There are some excellent portions of dark humour in the book. Eileen’s awakening after a night of drinking with Rebecca on p152 is funny and accurately describes the disorderly aftermath of extreme intoxication. On p202 Eileen is perturbed by ‘Rebecca’s disregard for decorum, to put it lightly’ when, in the absence of a corkscrew, she smashes open the bottle of wine Eileen has brought on the countertop. Conversely, the scene where Eileen steals Jesus’s swaddling from the nativity scene to wrap up the bottle of wine seems a forced and clunky attempt at symbolism.
The book had some really great bits but wasn’t consistently good.
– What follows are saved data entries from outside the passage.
PR #55, opened 2017-11-13
Quaternion: Shortest rotation between two vectors

MaEtUgR:
There are multiple application scenarios but I need this functionality for the quaternion controller: https://github.com/PX4/Firmware/pull/8003

And because of the reusability and the calculation itself suffering tedious corner cases I added it to the library with unit tests to ensure proper results.

A simple explanation for the corner cases: The input vectors are parallel but oposite and therefore require a 180 degree rotation but the cross product to get the perpendicular rotation axis is zero. For more discussion see: https://stackoverflow.com/questions/1171849/finding-quaternion-representing-the-rotation-from-one-vector-to-another .

### DIFF
--- a/matrix/Quaternion.hpp
+++ b/matrix/Quaternion.hpp
@@ -186,6 +186,47 @@ public:
         }
     }
 
+    /**
+     * Quaternion from two vectors
+     * Generates shortest rotation from source to destination vector
+     * Default destination if not specified is [0,0,1]
+     *
+     * @param dst destination vector (no need to normalize)
+     * @param src source vector (no need to normalize)
+     * @param eps epsilon threshold which decides if a value is considered zero
+     */
+    Quaternion(const Vector3<Type> &src, const Vector<Type, 3> dst = Vector3<Type>(0, 0, 1), const Type eps = 1e-5f) :
+        Vector<Type, 4>()
+    {
+        Quaternion &q = *this;
+        Vector3<Type> cr = src.cross(dst);
+        float dt = src.dot(dst);
+        if (cr.norm() < eps && dt < 0) {
+            cr = src.abs();
+            if (cr(0) < cr(1)) {
+                if (cr(0) < cr(2)) {
+                    cr = Vector3<Type>(1, 0, 0);
+                } else {
+                    cr = Vector3<Type>(0, 0, 1);
+                }
+            } else {
+                if (cr(1) < cr(2)) {
+                    cr = Vector3<Type>(0, 1, 0);
+                } else {
+                    cr = Vector3<Type>(0, 0, 1);
+                }
+            }
+            q(0) = Type(0);
+            cr = src.cross(cr);
+        } else {
+            q(0) = src.dot(dst) + sqrt(src.norm_squared() * dst.norm_squared());
+        }
+        q(1) = cr(0);
+        q(2) = cr(1);
+        q(3) = cr(2);
+        q.normalize();
+    }
+
 
     /**
      * Constructor from quaternion values
--- a/matrix/Quaternion.hpp
+++ b/matrix/Quaternion.hpp
@@ -189,18 +189,19 @@ public:
     /**
      * Quaternion from two vectors
      * Generates shortest rotation from source to destination vector
-     * Default destination if not specified is [0,0,1]
      *
      * @param dst destination vector (no need to normalize)
      * @param src source vector (no need to normalize)
      * @param eps epsilon threshold which decides if a value is considered zero
      */
-    Quaternion(const Vector3<Type> &src, const Vector<Type, 3> dst = Vector3<Type>(0, 0, 1), const Type eps = 1e-5f) :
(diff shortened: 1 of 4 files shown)


MaEtUgR:
Fixed coverage, there was a typo like error which resulted in not covering the case I designed the test for. I made the tests even simpler such that this cannot happen anymore.

matrix/Quaternion.hpp
```diff
@@ -186,6 +186,47 @@ class Quaternion : public Vector<Type, 4>
...
+    /**
+     * Quaternion from two vectors
+     * Generates shortest rotation from source to destination vector
+     * Default destination if not specified is [0,0,1]
+     *
+     * @param dst destination vector (no need to normalize)
+     * @param src source vector (no need to normalize)
+     * @param eps epsilon threshold which decides if a value is considered zero
+     */
+    Quaternion(const Vector3<Type> &src, const Vector<Type, 3> dst = Vector3<Type>(0, 0, 1), const Type eps = 1e-5f) :
```
Stifael: - Vector3<type> dst = Vector3<Type>(0,0,1)
- const Type eps = (Type)1e-5;

matrix/Quaternion.hpp
```diff
@@ -186,6 +186,47 @@ class Quaternion : public Vector<Type, 4>
...
+                if (cr(1) < cr(2)) {
+                    cr = Vector3<Type>(0, 1, 0);
+                } else {
+                    cr = Vector3<Type>(0, 0, 1);
+                }
+            }
+            q(0) = Type(0);
+            cr = src.cross(cr);
+        } else {
+            q(0) = src.dot(dst) + sqrt(src.norm_squared() * dst.norm_squared());
```
Stifael: this function is definitely not obvious.
maybe write something like "Half-Way Quaternion Solution".

matrix/Quaternion.hpp
```diff
@@ -186,6 +186,47 @@ class Quaternion : public Vector<Type, 4>
...
+                }
+            } else {
+                if (cr(1) < cr(2)) {
+                    cr = Vector3<Type>(0, 1, 0);
+                } else {
+                    cr = Vector3<Type>(0, 0, 1);
+                }
+            }
+            q(0) = Type(0);
+            cr = src.cross(cr);
```
Stifael: I think I get it what you do here with the cr manipulation, but I cannot really verify that it is correct or not? 
Do you have a link to an example?

MaEtUgR: There are a bulk of examples here: https://stackoverflow.com/questions/1171849/finding-quaternion-representing-the-rotation-from-one-vector-to-another

Also if you look at the unit tests you see in the comments which one is going through which case. Plus I can share the MATLAB code I used for intial prototyping of the functionality.

matrix/Quaternion.hpp
MaEtUgR: There was `Vector<Type, 3>` which I switched to `Vector3<Type>` now, that's what you meant right?
`const Type eps = (Type)1e-5` is enough, constants are casted auatomatically to the correct type on compile time.

matrix/Quaternion.hpp
```diff
@@ -186,6 +186,47 @@ class Quaternion : public Vector<Type, 4>
...
+     * @param src source vector (no need to normalize)
+     * @param eps epsilon threshold which decides if a value is considered zero
+     */
+    Quaternion(const Vector3<Type> &src, const Vector<Type, 3> dst = Vector3<Type>(0, 0, 1), const Type eps = 1e-5f) :
+        Vector<Type, 4>()
+    {
+        Quaternion &q = *this;
+        Vector3<Type> cr = src.cross(dst);
+        float dt = src.dot(dst);
+        if (cr.norm() < eps && dt < 0) {
```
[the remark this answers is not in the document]
MaEtUgR: You're totally right, I added comments for that.

matrix/Quaternion.hpp
MaEtUgR: comment added

MaEtUgR:
@Stifael Please have another look.

matrix/Quaternion.hpp
MaEtUgR: You're right. Second statement is wrong... I put the explicit conversion now.

matrix/Vector.hpp
```diff
@@ -71,6 +71,11 @@ class Vector : public Matrix<Type, M, 1>
         return Type(sqrt(a.dot(a)));
     }
 
+    Type norm_squared() const {
+        const Vector &a(*this);
+        return Type(a.dot(a));
```
Stifael: Is it actually necessary to cast it?

MaEtUgR: No, you're right, I forgot to get rid of it. It was only necessary for sqrt() which can return double...

MaEtUgR:
I added the fix (took out the cast) to the latest commit.

PR #40, opened 2017-02-24
Add Quaternion copyTo

dagar:
The main purpose of this PR is to add Quaternion copyTo (da47d65)

- add Quaternion copyTo to make it easier to copy a Quatf back into a uORB quat array - https://github.com/PX4/Firmware/compare/master...dagar:copyTo#diff-18e8f57d61a55777f8e25da991013704L733

 - updated astyle to 2.06 (same as PX4 and DriverFramework) and fixed formatting
 - add `make check` target that builds, runs testing, and checks formatting
 - added travis-ci builds for clang and OSX xcode
 - made a bunch of trivial changes in line with cppcoreguidelines
 - added options to run tests under address sanitizer and undefined behaviour sanitizer, but didn't find anything interesting

PR #56, opened 2017-11-15
Vector3: copyTo for reuse

MaEtUgR:
Similar to https://github.com/PX4/Matrix/pull/40 I added a Vector3.copyTo because there exist a lot of three line vector copy code blocks to fill uorb topics and this can be solved with this pr.

### DIFF
--- a/matrix/Dcm.hpp
+++ b/matrix/Dcm.hpp
@@ -153,6 +153,12 @@ public:
         dcm = Quaternion<Type>(aa);
     }
 
+    /**
+     * Vee operator get the vector of a skew symmetric matrix
+     * inverse operation: Vector3.hat()
+     *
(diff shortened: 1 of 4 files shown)


dagar:
Looks good, although we could push this to the base Vector or even Matrix (row major array copy?).

MaEtUgR:
@dagar sounds useful... I thought of that. Wasn't sure why you made it explicitly for quaternions and thought it's because there's actual array length compiler checks but taht's probably also achievable with the vector/matrix size.

dagar:
It's an oversight. Most of the PX4 usage was with Quaternions. The size is a template argument.

MaEtUgR:
@dagar sure, I'm preparing a pr.

MaEtUgR:
ready #57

It had an uneven, patchy pace and structure. With the exception of the scenes in Rebecca’s ‘house’ and the associated plot twist, I prefered the more quotidien sections. Everything I have read by Otessa Moshfegh is so militantly depraved and ugly, I wonder why she chooses to exclude more positive feelings and sentiments from her work so entirely. Perhaps it is something deep and philosophical relating to sin and moral corruption being more permanent facets of the human character than, for instance, joy, love and beauty. Whatever the case, I didn’t dislike this book for being dark. I did feel that it is overdone and poorly executed in some places. If it remains the sole focus of her work, would this end up making her a rather one dimensional author? It’s surely too early to tell but I think it would be a shame if such a good writer limited herself in this kind of way.